### [Task details]
Please return all lines from the records below that include the string "error".

### [Material for this exercise]
* * * *

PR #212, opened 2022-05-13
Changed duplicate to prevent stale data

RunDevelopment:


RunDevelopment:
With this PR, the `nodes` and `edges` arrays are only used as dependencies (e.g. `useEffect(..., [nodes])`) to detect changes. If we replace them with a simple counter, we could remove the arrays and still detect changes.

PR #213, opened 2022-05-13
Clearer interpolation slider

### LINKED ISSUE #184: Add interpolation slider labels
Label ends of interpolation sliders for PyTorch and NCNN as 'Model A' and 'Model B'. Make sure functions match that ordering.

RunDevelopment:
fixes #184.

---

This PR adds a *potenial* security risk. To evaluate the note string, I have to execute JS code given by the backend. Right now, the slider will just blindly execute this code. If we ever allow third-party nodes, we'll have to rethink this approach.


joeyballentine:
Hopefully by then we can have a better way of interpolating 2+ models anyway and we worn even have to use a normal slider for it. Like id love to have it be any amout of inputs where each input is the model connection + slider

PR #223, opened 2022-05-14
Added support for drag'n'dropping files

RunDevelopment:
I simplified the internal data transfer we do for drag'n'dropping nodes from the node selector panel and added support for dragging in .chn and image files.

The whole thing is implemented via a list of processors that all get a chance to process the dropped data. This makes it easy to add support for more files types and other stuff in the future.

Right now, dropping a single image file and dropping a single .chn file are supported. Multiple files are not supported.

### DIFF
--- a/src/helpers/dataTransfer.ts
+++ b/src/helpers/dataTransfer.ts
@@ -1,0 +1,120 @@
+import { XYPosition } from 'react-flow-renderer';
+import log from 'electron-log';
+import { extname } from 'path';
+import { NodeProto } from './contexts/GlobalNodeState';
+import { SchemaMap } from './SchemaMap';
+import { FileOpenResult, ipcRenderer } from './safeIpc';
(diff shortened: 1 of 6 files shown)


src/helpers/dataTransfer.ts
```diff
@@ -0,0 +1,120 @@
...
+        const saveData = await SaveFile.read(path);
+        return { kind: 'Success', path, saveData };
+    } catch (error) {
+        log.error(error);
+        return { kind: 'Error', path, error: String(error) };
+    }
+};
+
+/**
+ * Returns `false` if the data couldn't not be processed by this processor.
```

* * * *

### [Answer box]
+    } catch (error) {
+        log.error(error);
+        return { kind: 'Error', path, error: String(error) };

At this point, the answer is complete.